Sunday, October 23, 2011

Sedwick and Lee

Eve Kosofosky Sedwick’s essay “How to Bring Your Kids Up Gay” explains modern culture’s desire to have a world without homosexuality. Sedwick takes into consideration the current psychoanalytic strategies concerning homosexuals and suggests that the tactics are merely to remove the homosexual tendencies within “already gay” individuals instead of alleviate the anxiety or pressures they may feel from society. He suggests that many parents put their homosexual children into therapy in hopes of removing their gay desires and making them straight; although the parents may seem interested in protecting their children from the cruelty within society, they often kick them out when they fail to change. Sedwick shows how this idea does not only apply to parents but also to society at large as he points out that there is a vast scope of individuals who prioritize the prevention of the development of gay people, but there is no major institution to resist this undergoing.

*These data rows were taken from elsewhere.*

PR #163, opened 2022-10-07
Fix Kind enum

filipzeta:
Broke devnet due to IDL decoding, this fixes it. Mainnet is fine either way, having unused values in the enum doesn't cause any problems.

Already released as 0.16.19 yesterday.


kelvinlau20100 (approved):
lgtm

PR #202, opened 2022-10-13
Add YoutubePlayer editor-only component

rrazgriz:
Adds an editor-only component for piping a Youtube video link to a Unity video player, which can then output to the AudioLink source. This makes it easy to test with different audio without downloading individual audio files. It's additive on top of an audio source.

I originally built this for Avatar AudioLink testing, and it's my hope that it will be included in an easy-to-download AudioLink testing package for Avatars. It runs both with and without the VRC SDK and Udon, so it can run in Avatar, World, and non-VRC projects.

It's designed and #define'd to only run on Windows for now. Currently, it looks for a yt-dlp executable from the user's VRChat install folder. If not, it offers to download it to a hardcoded path in the project. This could be changed to a different path, and probably should for the package build.

Things that need to be added:
- Handling of the download with the package folder structure
- Addition to the Testing prefab for AudioLink Avatars
- In-editor handling of AudioLink MiniPlayer functionality

### Design

Uses code from the following sources:
UnityYoutubePlayer, courtesy iBicha (SPDX-License-Identifier: Unlicense) https://github.com/iBicha/UnityYoutubePlayer/
USharpVideo, Copyright (c) 2020 Merlin, (SPDX-License-Identifier: MIT) https://github.com/MerlinVR/USharpVideo/

Unity_MUGeewq77n

https://user-images.githubusercontent.com/47901762/195599861-e9961fde-3fd0-4d53-add7-fd44b86a8b6b.mp4


pema99:
Is this ready for review? You have the PR on draft mode.

float3:
From prior conversations, there were a couple things we wanted to explore first
like having this component on the AudioLinkAvatar prefab.
Also I don't think the component should be named YoutubePlayer since ytdlp is compatible with a wide variety of websites. I wouldn't be opposed to ytdlpPlayer or something like that.
Also I want to adjust this script so it can be used in standalone unity use cases (non-vrc).
I also wanted to try getting this to work with Internet radio or add a different component for that.

pema99:
Leave the radio thing for another pr. The other things sound reasonable

pema99:
Does this intentionally only touch the avatar prefab?

Packages/com.llealloo.audiolink/Runtime/AudioLinkAvatar.prefab
```diff
@@ -1,101 +1,120 @@
...
+  m_Script: {fileID: 11500000, guid: af9b9b5c52a71184bb2fad4c01f0bc4d, type: 3}
   m_Name: 
   m_EditorClassIdentifier: 
-  audioMaterial: {fileID: 2100000, guid: 5189d837989b9144e8e43d3ce618e450, type: 2}
-  audioMaterialInLeft: {fileID: 0}
-  audioMaterialInRight: {fileID: 0}
-  audioTextureExport: {fileID: 0}
-  audioData2d: {fileID: 2800000, guid: b07c8466531ac5e4e852f3e276e4baca, type: 3}
-  audioSource: {fileID: 8800328340110197116}
+  ytdlpURL: https://www.youtube.com/watch?v=SFTcZ1GXOCQ
```
pema99, line 81: lol

Packages/com.llealloo.audiolink/Runtime/Scripts/YtdlpPlayer.cs
```diff
@@ -0,0 +1,303 @@
+using System;
```
pema99, line 1: Why is this class in the Runtime folder? Isn't it just for testing in Editor?

Packages/com.llealloo.audiolink/Runtime/Scripts/YtdlpPlayer.cs
```diff
@@ -0,0 +1,303 @@
...
+            Process ytdlProcess = new Process();
+
+            ytdlProcess.StartInfo.WindowStyle = ProcessWindowStyle.Hidden;
+            ytdlProcess.StartInfo.CreateNoWindow = true;
+            ytdlProcess.StartInfo.UseShellExecute = false;
+            ytdlProcess.StartInfo.RedirectStandardOutput = true;
+            ytdlProcess.StartInfo.FileName = _ytdlpPath;
+            ytdlProcess.StartInfo.Arguments = $"--no-check-certificate --no-cache-dir --rm-cache-dir -f \"mp4[height<=?{resolution}]/best[height<=?{resolution}]\" --get-url \"{url}\"";
+
+            Debug.Log($"[AudioLink] Attempting to resolve URL '{url}'");
```
pema99, line 227: Is there really a reason to spam the log in the good path..

pema99: Silence is golden

Packages/com.llealloo.audiolink/Runtime/Scripts/YtdlpPlayer.cs
```diff
@@ -0,0 +1,303 @@
...
+            }
+        }
+
+        /// <summary> Resolves a URL and set a videoplayer's URL to the resolved URL. </summary>
+        /// <param name="url">URL to resolve for playback</param>
+        /// <param name="resolution">Resolution (vertical) to request from yt-dlp</param>
+        /// <param name="player">VideoPlayer component to set URL on</param>
+        public static void ResolveAndSet(string url, int resolution, VideoPlayer player)
+        {
+            try
```
pema99, line 254: this try/catch is pointless, you already handle exceptions in Resolve

Packages/com.llealloo.audiolink/Runtime/Scripts/YtdlpPlayer.cs
```diff
@@ -0,0 +1,303 @@
...
+        {
+            UpdateURL();
+            if (VideoPlayer.length > 0)
+                VideoPlayer.Play();
+        }
+
+        /// <summary> Set time to zero, resolve, and set URL </summary>
+        public void UpdateURL()
+        {
+            try
```
pema99, line 48: this try catch also seems pointless? can anything fail but the innermost Resolve?

Packages/com.llealloo.audiolink/Runtime/Scripts/YtdlpPlayer.cs
```diff
@@ -0,0 +1,303 @@
...
+                return 0;
+        }
+
+        /// <summary> Set Video Player Playback Time (Seek) </summary>
+        /// <param name="time">Fraction of playback (0-1) to seek to</param>
+        public void SetPlaybackTime(float time)
+        {
+            if(VideoPlayer != null && VideoPlayer.length > 0)
+            {
+                if (!VideoPlayer.canSetTime)
```
pema99, line 75: If can **set** -> then **get**. I don't follow

Packages/com.llealloo.audiolink/Runtime/Scripts/YtdlpPlayer.cs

The conversation within Sedwick’s essay relates to some of the ideas found within Joon Lee’s “Joy of the Castrated Boy.” In his essay, Lee describes this joy that he speaks of in his title to ultimately be the relief an individual can eventually realize when he is mistaken for the someone that he is. Lee accounts for this joy on a personal note as he tells his own story, illustrating the struggle he had with his identity when he was younger to his eventual acceptance of his gender role. As an effeminate young man, Lee was often mistaken for a woman, which greatly frustrated him due to his fear of society’s perception of the castrated boy. Lee illustrates how many individuals see the castrated boy as inadequate and unworthy as they find themselves the negative image of both heterosexual and homosexual males, relating to the idea in Sedgwick’s as the majority of modern culture wishes for a world with no gays. However, Lee describes how this first unwanted mistaking of identity results in a sense of relief and joy. He came to recognize the good and liberation in being mistaken as he realized that an individual can never escape who they really are. By being mistaken as a girl, Lee came to accept his true being after years of resistance and finally embraced his femininity. This idea suggests that the psychotherapy treatments described in Sedgwick’s essay are ultimately futile as individuals reach a conclusion of their inner self on their own without a therapist’s help; the therapists who may try and suppress the homosexual tendencies found within gay individuals will ultimately fail because in the end individuals are the one who come to their own deductions.